* **Supplied data**:
===
PR #944, opened 2021-03-22
[Etcm 521] Fast sync integration tests

robinraju:
# Description

This PR adds integration tests for the newly introduced fast sync improvements (Concurrent download of headers)

# Important Changes Introduced

Minor fixes were applied to the original implementation of `FastSync`, which prevented the branch resolution from being completed properly.

# Testing

Run the tests and look through the logs for branch resolution when a malicious master peer is found.

PR #951, opened 2021-03-24
ETCM-719: Remove header work queue from persisted state and fix final header skeleton size

ten15bit:
# Description

- a previous refactoring moved the block header work queue to sync state to keep it together with the work queues for block bodies and receipts - this had the unintended side-effect that it also got persisted (which we don't want to happen)
- there was a bug that happened under certain conditions when downloading the final header skeleton
  - let's say we still need to download skeleton headers for the range `5100` to `5200` and our max batch size is `30` the request that would be made would have been to get 4 headers with a gap of 30 - so we're actually requesting up to `5220` which the peer might not have. In that case it would send us back only 3 headers which would fail our validation (because we expect 4).
  - improved the logging of outstanding requests: it would sometimes say `waiting for [0] requests` when it was actually waiting for the header skeleton
- improves the check whether the peer that we're requesting the skeleton headers from has a high enough best block

# Proposed Solution

- moved the header work queue out of sync state again
- changed the calculation of `limit` so it would only request 3 headers in the example above, so the header skeleton would contain headers `5100` to `5190`. After that a new skeleton would be requested with one batch of size 10.

# Testing

- added a unit test for calculations performed in `HeaderSkeleton`
- test case to be added to #944 (if not covered already)
- full sync with fast-sync enabled on sagano and mainnet


src/main/scala/io/iohk/ethereum/blockchain/sync/fast/FastSync.scala
```diff
@@ -359,13 +366,13 @@ class FastSync(
     }
 
     private def waitingForBranchResolution: Receive = handleStatus orElse {
-      case FastSyncBranchResolverActor.BranchResolvedSuccessful(firstCommonBlockNumber, resolvedPeer) =>
+      case FastSyncBranchResolverActor.BranchResolvedSuccessful(firstCommonBlockNumber, newMasterPeer) =>
         // Reset the batch failures count
         batchFailuresCount = 0
 
         // Restart syncing from the valid block available in state.
         syncState = syncState.copy(bestBlockHeaderNumber = firstCommonBlockNumber)
```
robinraju: I think we need to update `syncState.nextBlockToFullyValidate` as well here. 
maybe `nextBlockToFullyValidate = firstCommonBlockNumber + 1`

robinraju (approved):

src/main/scala/io/iohk/ethereum/blockchain/sync/fast/FastSync.scala
ten15bit: yes, makes sense to update `nextBlockToFullyValidate` as well :+1:

src/main/scala/io/iohk/ethereum/blockchain/sync/fast/FastSync.scala
```diff
@@ -874,25 +884,27 @@ class FastSync(
...
+          assignedHandlers.size + skeletonHandler.size
+        )
       }
     }
 
     private def shouldRequestNewSkeleton(peerInfo: PeerInfo): Boolean =
       currentSkeletonState.isEmpty &&
         skeletonHandler.isEmpty &&
-        syncState.bestBlockHeaderNumber < syncState.safeDownloadTarget &&
-        peerInfo.maxBlockNumber >= syncState.pivotBlock.number
```
AnastasiiaL, line 890: need help understanding removing this line :)

AnastasiiaL (approved):
the rest I understand and it makes sense 👍

src/main/scala/io/iohk/ethereum/blockchain/sync/fast/FastSync.scala
ten15bit: sure :) the check here didn't make a lot of sense because `peer` usually wasn't used for the download anyway (we use the master peer if it's defined).

it has been replaced with the logic here: https://github.com/input-output-hk/mantis/pull/951/files#diff-4b491aec4f7ba3bc8091f81d49100e0ccc38a2f396bcca38434118637e6c0befR987

which basically says:
- if we have a master peer and its best block is high enough, use the master peer
- otherwise check if this peer's best block is high enough and if yes, use it to download the header skeleton and as new master peer
- if the peer also doesn't have a high enough best block log a warning (logic will be called again with another peer automatically by the scheduled `processSyncing()` call)

AnastasiiaL: clear, thanks!

PR #952, opened 2021-03-25
[ETCM-661]: adds pottery network for local nomad/docker setup

krzysztofpaliga-iohk:
# Description

For nomad/docker configuration we need a fresh local network, which runs on its own.

# Proposed Solution

A new network can called pottery has been introduced.


src/main/resources/conf/chains/pottery-chain.conf
```diff
@@ -0,0 +1,160 @@
+{
```
jvdp: Is there stuff you can use from an existing chain conf perhaps? Then you could just include that and keep only the changed params.

src/main/resources/conf/chains/pottery-genesis.json
```diff
@@ -0,0 +1,12 @@
+{
+  "difficulty": "0x20000",
```
jvdp: I think a lower difficulty is possible: https://github.com/input-output-hk/mantis/blob/develop/src/rpcTest/resources/privateNetConfig/conf/rpc-test-private-genesis.json#L5

src/main/resources/conf/pottery.conf
```diff
@@ -0,0 +1,43 @@
...
+mantis {
+  blockchains {
+    network = "pottery"
+  }
+
+  network {
+    protocol-version = 64
+
+    discovery {
+      discovery-enabled = true
```
jvdp, line 12: How does this work? Every node will need to be bootstrapped somewhere, right?

jvdp (approved):
Not much to say about config files (other than a few specific points in my comments.) Great to have dedicated configuration for a local testnet, though 👍  Also keeps https://github.com/input-output-hk/mantis-automation a bit simpler, I imagine?

src/main/resources/conf/pottery.conf
krzysztofpaliga-iohk: As far as I know, every node uses bootstrapped nodes. I had some issues without discovery enabled. I can't recall what it was. : /

src/main/resources/conf/chains/pottery-chain.conf
krzysztofpaliga-iohk: good idea...

src/main/resources/conf/chains/pottery-genesis.json
krzysztofpaliga-iohk: good idea...

leo-bogastry (approved):

PR #750, opened 2026-05-11
v9.4: cosign-prepare extraction + binary signing + release upload + hadolint

QuentinBisson:
## Summary

Four supply-chain additions stacked on top of #v9.2 (verify-after-sign):

1. **`cosign-prepare` command.** Single shared step that installs cosign if missing (no-op once the architect image bakes it in via giantswarm/architect#1314) and mints the sigstore-audience CircleCI OIDC token. Replaces the duplicated install+mint blocks in `image-build-and-push` and `push-helm`.
2. **Cosign keyless signing of Go binaries** in `go-build`. Each `<binary>-<GOOS>-<GOARCH>` gets a sibling `.bundle` Sigstore bundle, immediately verified with `cosign verify-blob`. Public repos only — private repos skip at runtime to avoid leaking artifacts into public Rekor. Controlled by `sign: true|false` (default `true`).
3. **`upload-release-assets` job.** Attaches workspace-persisted binaries (and their `.bundle` siblings) to the GitHub Release for the current tag via `gh release upload --clobber`, retrying up to `attempts` × 5s to absorb the race with the create-release GitHub Action. Tag-filtered. Helm charts and container images stay in OCI.
4. **`hadolint` step** in `push-to-registries`, gated by `hadolint: warn|fail|skip` (default `warn`) and `hadolint-config`. Uses the `/usr/bin/hadolint` baked into the architect image.

Stacked on #N/A (feat/v9.2-verify-after-sign). Set this PR's base to `main` after v9.2 merges.

## Notes

- `cosign-prepare` is intentionally tiny; the install half becomes a no-op the moment giantswarm/architect#1314 lands and ships an architect image with cosign on PATH. The token mint stays, because the auto-injected `CIRCLE_OIDC_TOKEN_V2` has the wrong audience for Fulcio's CircleCI federation.
- Binary bundles ride through the existing `./<binary>-*-*` workspace glob (the trailing `-*` matches `<GOARCH>.bundle`), so no jobs/go-build persist-path changes were needed.
- `hadolint` defaults to `warn` so it lights up findings without breaking existing pipelines. Projects opt into hard-fail per repo.

### DIFF
--- a/CHANGELOG.md
+++ b/CHANGELOG.md
@@ -9,6 +9,10 @@ and this project adheres to [Semantic Versioning](https://semver.org/spec/v2.0.0
 
 ### Added
 
+- New `cosign-prepare` command. Mints a CircleCI OIDC token with `aud=sigstore` via `circleci run oidc get --root-issuer`, exporting it as `SIGSTORE_ID_TOKEN` through `BASH_ENV`. The cosign signing blocks in `image-build-and-push` and `push-helm` now call this single command instead of duplicating the token-mint logic.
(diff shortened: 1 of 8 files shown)


piontec (changes requested):
Let's already drop the `cosign` installation path and use the image with bin.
===
Copy nothing beyond the line containing "- improved the". Transcribe exactly from the first line of the entries down to that line, inclusive.

* **Answer to this problem**:
PR #944, opened 2021-03-22
[Etcm 521] Fast sync integration tests

robinraju:
# Description

This PR adds integration tests for the newly introduced fast sync improvements (Concurrent download of headers)

# Important Changes Introduced

Minor fixes were applied to the original implementation of `FastSync`, which prevented the branch resolution from being completed properly.

# Testing

Run the tests and look through the logs for branch resolution when a malicious master peer is found.

PR #951, opened 2021-03-24
ETCM-719: Remove header work queue from persisted state and fix final header skeleton size

ten15bit:
# Description

- a previous refactoring moved the block header work queue to sync state to keep it together with the work queues for block bodies and receipts - this had the unintended side-effect that it also got persisted (which we don't want to happen)
- there was a bug that happened under certain conditions when downloading the final header skeleton
  - let's say we still need to download skeleton headers for the range `5100` to `5200` and our max batch size is `30` the request that would be made would have been to get 4 headers with a gap of 30 - so we're actually requesting up to `5220` which the peer might not have. In that case it would send us back only 3 headers which would fail our validation (because we expect 4).
  - improved the logging of outstanding requests: it would sometimes say `waiting for [0] requests` when it was actually waiting for the header skeleton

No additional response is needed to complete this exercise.